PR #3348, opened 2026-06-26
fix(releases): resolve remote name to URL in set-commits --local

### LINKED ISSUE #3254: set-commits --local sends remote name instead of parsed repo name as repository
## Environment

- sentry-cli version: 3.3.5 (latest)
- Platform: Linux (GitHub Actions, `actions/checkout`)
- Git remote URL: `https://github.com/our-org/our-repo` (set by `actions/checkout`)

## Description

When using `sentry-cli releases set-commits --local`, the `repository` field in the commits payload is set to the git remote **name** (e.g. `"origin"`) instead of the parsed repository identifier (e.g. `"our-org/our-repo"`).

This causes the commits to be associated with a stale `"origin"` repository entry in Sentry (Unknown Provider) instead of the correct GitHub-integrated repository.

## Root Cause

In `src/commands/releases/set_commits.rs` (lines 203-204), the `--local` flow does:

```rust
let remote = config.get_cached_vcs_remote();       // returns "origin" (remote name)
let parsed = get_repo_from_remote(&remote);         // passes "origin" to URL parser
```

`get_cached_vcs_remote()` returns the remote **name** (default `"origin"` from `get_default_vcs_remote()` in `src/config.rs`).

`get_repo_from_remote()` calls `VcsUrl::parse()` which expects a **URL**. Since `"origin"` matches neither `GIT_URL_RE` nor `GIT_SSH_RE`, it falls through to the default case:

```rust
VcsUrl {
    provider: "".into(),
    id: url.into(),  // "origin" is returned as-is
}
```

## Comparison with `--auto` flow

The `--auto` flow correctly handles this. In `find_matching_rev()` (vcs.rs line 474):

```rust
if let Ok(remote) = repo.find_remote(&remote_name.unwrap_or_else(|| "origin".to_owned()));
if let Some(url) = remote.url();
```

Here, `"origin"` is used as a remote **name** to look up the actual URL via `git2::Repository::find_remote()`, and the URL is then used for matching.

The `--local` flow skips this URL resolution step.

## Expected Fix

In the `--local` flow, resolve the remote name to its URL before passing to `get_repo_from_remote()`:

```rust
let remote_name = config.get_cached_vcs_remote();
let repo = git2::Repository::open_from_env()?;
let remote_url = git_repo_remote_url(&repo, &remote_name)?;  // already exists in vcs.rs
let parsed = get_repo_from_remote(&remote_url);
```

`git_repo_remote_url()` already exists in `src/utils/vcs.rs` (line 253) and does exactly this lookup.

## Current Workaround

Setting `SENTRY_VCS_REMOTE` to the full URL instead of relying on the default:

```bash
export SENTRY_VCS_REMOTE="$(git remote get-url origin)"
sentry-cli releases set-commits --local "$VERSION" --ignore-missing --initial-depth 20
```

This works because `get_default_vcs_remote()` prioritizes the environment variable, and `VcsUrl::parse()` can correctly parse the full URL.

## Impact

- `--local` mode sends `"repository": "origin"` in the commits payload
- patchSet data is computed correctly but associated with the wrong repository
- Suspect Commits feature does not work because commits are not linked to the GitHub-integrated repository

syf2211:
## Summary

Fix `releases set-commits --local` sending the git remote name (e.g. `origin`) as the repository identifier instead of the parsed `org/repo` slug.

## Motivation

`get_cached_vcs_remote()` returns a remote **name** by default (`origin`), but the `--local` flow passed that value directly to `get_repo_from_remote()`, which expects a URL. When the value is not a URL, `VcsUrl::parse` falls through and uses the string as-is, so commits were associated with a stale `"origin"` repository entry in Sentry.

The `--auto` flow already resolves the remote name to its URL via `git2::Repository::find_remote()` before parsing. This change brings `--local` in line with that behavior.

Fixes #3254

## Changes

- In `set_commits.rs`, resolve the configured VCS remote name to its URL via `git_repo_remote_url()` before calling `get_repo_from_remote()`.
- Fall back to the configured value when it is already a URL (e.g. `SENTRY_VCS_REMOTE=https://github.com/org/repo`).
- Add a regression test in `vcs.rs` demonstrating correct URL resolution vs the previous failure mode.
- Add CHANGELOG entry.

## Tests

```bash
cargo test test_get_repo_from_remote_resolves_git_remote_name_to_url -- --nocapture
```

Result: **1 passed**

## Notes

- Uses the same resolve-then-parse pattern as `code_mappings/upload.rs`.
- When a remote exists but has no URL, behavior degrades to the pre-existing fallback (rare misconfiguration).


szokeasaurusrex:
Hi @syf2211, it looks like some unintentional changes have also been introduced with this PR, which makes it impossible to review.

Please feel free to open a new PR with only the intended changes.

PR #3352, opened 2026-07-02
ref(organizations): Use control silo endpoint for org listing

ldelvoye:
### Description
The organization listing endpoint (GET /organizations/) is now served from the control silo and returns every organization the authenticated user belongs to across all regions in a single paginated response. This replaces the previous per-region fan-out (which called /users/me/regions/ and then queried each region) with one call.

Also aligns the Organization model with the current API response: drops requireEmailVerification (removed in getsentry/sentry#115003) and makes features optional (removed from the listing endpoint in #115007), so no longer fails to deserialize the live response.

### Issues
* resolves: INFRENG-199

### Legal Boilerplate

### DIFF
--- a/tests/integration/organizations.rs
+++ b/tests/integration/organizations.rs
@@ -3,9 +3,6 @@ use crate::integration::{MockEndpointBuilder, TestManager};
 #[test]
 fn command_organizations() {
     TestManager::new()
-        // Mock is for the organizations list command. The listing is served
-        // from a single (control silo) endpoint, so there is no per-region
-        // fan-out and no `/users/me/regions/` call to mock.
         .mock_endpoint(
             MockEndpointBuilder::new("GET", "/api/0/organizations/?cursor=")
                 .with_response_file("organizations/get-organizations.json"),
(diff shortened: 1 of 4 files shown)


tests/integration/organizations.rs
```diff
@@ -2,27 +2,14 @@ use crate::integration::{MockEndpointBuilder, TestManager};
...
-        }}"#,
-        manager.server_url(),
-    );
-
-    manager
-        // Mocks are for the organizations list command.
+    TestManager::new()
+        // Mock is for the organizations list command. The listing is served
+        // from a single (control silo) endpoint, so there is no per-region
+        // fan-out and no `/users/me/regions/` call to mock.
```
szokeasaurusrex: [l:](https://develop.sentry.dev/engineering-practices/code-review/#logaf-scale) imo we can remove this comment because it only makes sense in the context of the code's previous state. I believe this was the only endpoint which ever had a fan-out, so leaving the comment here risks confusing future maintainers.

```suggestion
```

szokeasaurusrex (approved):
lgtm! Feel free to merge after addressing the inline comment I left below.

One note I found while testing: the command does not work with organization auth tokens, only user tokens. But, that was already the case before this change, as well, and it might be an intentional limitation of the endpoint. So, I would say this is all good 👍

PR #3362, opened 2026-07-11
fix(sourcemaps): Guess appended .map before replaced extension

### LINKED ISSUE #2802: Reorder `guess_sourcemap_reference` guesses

TRY IT:
Repeat every line of the data precisely.

EXPECTED ANSWER:
PR #3348, opened 2026-06-26
fix(releases): resolve remote name to URL in set-commits --local

### LINKED ISSUE #3254: set-commits --local sends remote name instead of parsed repo name as repository
## Environment

- sentry-cli version: 3.3.5 (latest)
- Platform: Linux (GitHub Actions, `actions/checkout`)
- Git remote URL: `https://github.com/our-org/our-repo` (set by `actions/checkout`)

## Description

When using `sentry-cli releases set-commits --local`, the `repository` field in the commits payload is set to the git remote **name** (e.g. `"origin"`) instead of the parsed repository identifier (e.g. `"our-org/our-repo"`).

This causes the commits to be associated with a stale `"origin"` repository entry in Sentry (Unknown Provider) instead of the correct GitHub-integrated repository.

## Root Cause

In `src/commands/releases/set_commits.rs` (lines 203-204), the `--local` flow does:

```rust
let remote = config.get_cached_vcs_remote();       // returns "origin" (remote name)
let parsed = get_repo_from_remote(&remote);         // passes "origin" to URL parser
```

`get_cached_vcs_remote()` returns the remote **name** (default `"origin"` from `get_default_vcs_remote()` in `src/config.rs`).

`get_repo_from_remote()` calls `VcsUrl::parse()` which expects a **URL**. Since `"origin"` matches neither `GIT_URL_RE` nor `GIT_SSH_RE`, it falls through to the default case:

```rust
VcsUrl {
    provider: "".into(),
    id: url.into(),  // "origin" is returned as-is
}
```

## Comparison with `--auto` flow

The `--auto` flow correctly handles this. In `find_matching_rev()` (vcs.rs line 474):

```rust
if let Ok(remote) = repo.find_remote(&remote_name.unwrap_or_else(|| "origin".to_owned()));
if let Some(url) = remote.url();
```

Here, `"origin"` is used as a remote **name** to look up the actual URL via `git2::Repository::find_remote()`, and the URL is then used for matching.

The `--local` flow skips this URL resolution step.

## Expected Fix

In the `--local` flow, resolve the remote name to its URL before passing to `get_repo_from_remote()`:

```rust
let remote_name = config.get_cached_vcs_remote();
let repo = git2::Repository::open_from_env()?;
let remote_url = git_repo_remote_url(&repo, &remote_name)?;  // already exists in vcs.rs
let parsed = get_repo_from_remote(&remote_url);
```

`git_repo_remote_url()` already exists in `src/utils/vcs.rs` (line 253) and does exactly this lookup.

## Current Workaround

Setting `SENTRY_VCS_REMOTE` to the full URL instead of relying on the default:

```bash
export SENTRY_VCS_REMOTE="$(git remote get-url origin)"
sentry-cli releases set-commits --local "$VERSION" --ignore-missing --initial-depth 20
```

This works because `get_default_vcs_remote()` prioritizes the environment variable, and `VcsUrl::parse()` can correctly parse the full URL.

## Impact

- `--local` mode sends `"repository": "origin"` in the commits payload
- patchSet data is computed correctly but associated with the wrong repository
- Suspect Commits feature does not work because commits are not linked to the GitHub-integrated repository

syf2211:
## Summary

Fix `releases set-commits --local` sending the git remote name (e.g. `origin`) as the repository identifier instead of the parsed `org/repo` slug.

## Motivation

`get_cached_vcs_remote()` returns a remote **name** by default (`origin`), but the `--local` flow passed that value directly to `get_repo_from_remote()`, which expects a URL. When the value is not a URL, `VcsUrl::parse` falls through and uses the string as-is, so commits were associated with a stale `"origin"` repository entry in Sentry.

The `--auto` flow already resolves the remote name to its URL via `git2::Repository::find_remote()` before parsing. This change brings `--local` in line with that behavior.

Fixes #3254

## Changes

- In `set_commits.rs`, resolve the configured VCS remote name to its URL via `git_repo_remote_url()` before calling `get_repo_from_remote()`.
- Fall back to the configured value when it is already a URL (e.g. `SENTRY_VCS_REMOTE=https://github.com/org/repo`).
- Add a regression test in `vcs.rs` demonstrating correct URL resolution vs the previous failure mode.
- Add CHANGELOG entry.

## Tests

```bash
cargo test test_get_repo_from_remote_resolves_git_remote_name_to_url -- --nocapture
```

Result: **1 passed**

## Notes

- Uses the same resolve-then-parse pattern as `code_mappings/upload.rs`.
- When a remote exists but has no URL, behavior degrades to the pre-existing fallback (rare misconfiguration).


szokeasaurusrex:
Hi @syf2211, it looks like some unintentional changes have also been introduced with this PR, which makes it impossible to review.

Please feel free to open a new PR with only the intended changes.

PR #3352, opened 2026-07-02
ref(organizations): Use control silo endpoint for org listing

ldelvoye:
### Description
The organization listing endpoint (GET /organizations/) is now served from the control silo and returns every organization the authenticated user belongs to across all regions in a single paginated response. This replaces the previous per-region fan-out (which called /users/me/regions/ and then queried each region) with one call.

Also aligns the Organization model with the current API response: drops requireEmailVerification (removed in getsentry/sentry#115003) and makes features optional (removed from the listing endpoint in #115007), so no longer fails to deserialize the live response.

### Issues
* resolves: INFRENG-199

### Legal Boilerplate

### DIFF
--- a/tests/integration/organizations.rs
+++ b/tests/integration/organizations.rs
@@ -3,9 +3,6 @@ use crate::integration::{MockEndpointBuilder, TestManager};
 #[test]
 fn command_organizations() {
     TestManager::new()
-        // Mock is for the organizations list command. The listing is served
-        // from a single (control silo) endpoint, so there is no per-region
-        // fan-out and no `/users/me/regions/` call to mock.
         .mock_endpoint(
             MockEndpointBuilder::new("GET", "/api/0/organizations/?cursor=")
                 .with_response_file("organizations/get-organizations.json"),
(diff shortened: 1 of 4 files shown)


tests/integration/organizations.rs
```diff
@@ -2,27 +2,14 @@ use crate::integration::{MockEndpointBuilder, TestManager};
...
-        }}"#,
-        manager.server_url(),
-    );
-
-    manager
-        // Mocks are for the organizations list command.
+    TestManager::new()
+        // Mock is for the organizations list command. The listing is served
+        // from a single (control silo) endpoint, so there is no per-region
+        // fan-out and no `/users/me/regions/` call to mock.
```
szokeasaurusrex: [l:](https://develop.sentry.dev/engineering-practices/code-review/#logaf-scale) imo we can remove this comment because it only makes sense in the context of the code's previous state. I believe this was the only endpoint which ever had a fan-out, so leaving the comment here risks confusing future maintainers.

```suggestion
```

szokeasaurusrex (approved):
lgtm! Feel free to merge after addressing the inline comment I left below.

One note I found while testing: the command does not work with organization auth tokens, only user tokens. But, that was already the case before this change, as well, and it might be an intentional limitation of the endpoint. So, I would say this is all good 👍

PR #3362, opened 2026-07-11
fix(sourcemaps): Guess appended .map before replaced extension

### LINKED ISSUE #2802: Reorder `guess_sourcemap_reference` guesses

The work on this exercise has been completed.